PR #49, opened 2020-06-11
Backstage v2

mathieud:


thecadams:
Looks like this one is not needed any more, are we OK to close it?

mathieud:
Yep

PR #62, opened 2020-06-12
:sparkles: new design for the chat

antoineeudes:


firestore.rules
```diff
@@ -2,17 +2,27 @@ rules_version = '2';
...
-        allow write: if request.auth.uid != null;
-        allow read: if true;
+      allow write: if request.auth.uid != null;
+      allow read: if true;
     }
     match /users/{userId} {
-        allow write, read: if request.auth.uid != null;
+      allow write, read: if request.auth.uid != null;
     }
     match /chatsv2/{chatId} {
```
mathieud, line 11: This can go I think

src/actions/index.js
```diff
@@ -19,27 +19,68 @@ function sendRoom(room, uid) {
...
+        to,
+      });
+  };
+}
+
+export function sendTableChat(from, to, text) {
+  return (dispatch) => {
+    const firestore = firebase.firestore();
+    firestore.collection("chatsv3").add({
+      type: "table",
```
mathieud, line 79: I would have kept group and table the same thing. Doesn't matter that much.

src/components/molecules/ChatMessage/ChatMessage.tsx
```diff
@@ -0,0 +1,81 @@
+import React from "react";
+import "./ChatMessage.scss";
+
+interface ChatMessageType {
+  id: string;
+  from: string;
+  text: string;
+  to?: string;
+  room?: string;
+  table?: string;
```
mathieud, line 10: Do these fields really exist? Can't see them in the creation functions.

PR #74, opened 2020-06-16
[WIP] make active user count more accurate

timifasubaa:
Title 
COde currently does not work but over review I will update things


thecadams:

····················

Work instructions
Reproduce the material exactly, and keep every line as it is.

Expected answer
PR #49, opened 2020-06-11
Backstage v2

mathieud:


thecadams:
Looks like this one is not needed any more, are we OK to close it?

mathieud:
Yep

PR #62, opened 2020-06-12
:sparkles: new design for the chat

antoineeudes:


firestore.rules
```diff
@@ -2,17 +2,27 @@ rules_version = '2';
...
-        allow write: if request.auth.uid != null;
-        allow read: if true;
+      allow write: if request.auth.uid != null;
+      allow read: if true;
     }
     match /users/{userId} {
-        allow write, read: if request.auth.uid != null;
+      allow write, read: if request.auth.uid != null;
     }
     match /chatsv2/{chatId} {
```
mathieud, line 11: This can go I think

src/actions/index.js
```diff
@@ -19,27 +19,68 @@ function sendRoom(room, uid) {
...
+        to,
+      });
+  };
+}
+
+export function sendTableChat(from, to, text) {
+  return (dispatch) => {
+    const firestore = firebase.firestore();
+    firestore.collection("chatsv3").add({
+      type: "table",
```
mathieud, line 79: I would have kept group and table the same thing. Doesn't matter that much.

src/components/molecules/ChatMessage/ChatMessage.tsx
```diff
@@ -0,0 +1,81 @@
+import React from "react";
+import "./ChatMessage.scss";
+
+interface ChatMessageType {
+  id: string;
+  from: string;
+  text: string;
+  to?: string;
+  room?: string;
+  table?: string;
```
mathieud, line 10: Do these fields really exist? Can't see them in the creation functions.

PR #74, opened 2020-06-16
[WIP] make active user count more accurate

timifasubaa:
Title 
COde currently does not work but over review I will update things


thecadams:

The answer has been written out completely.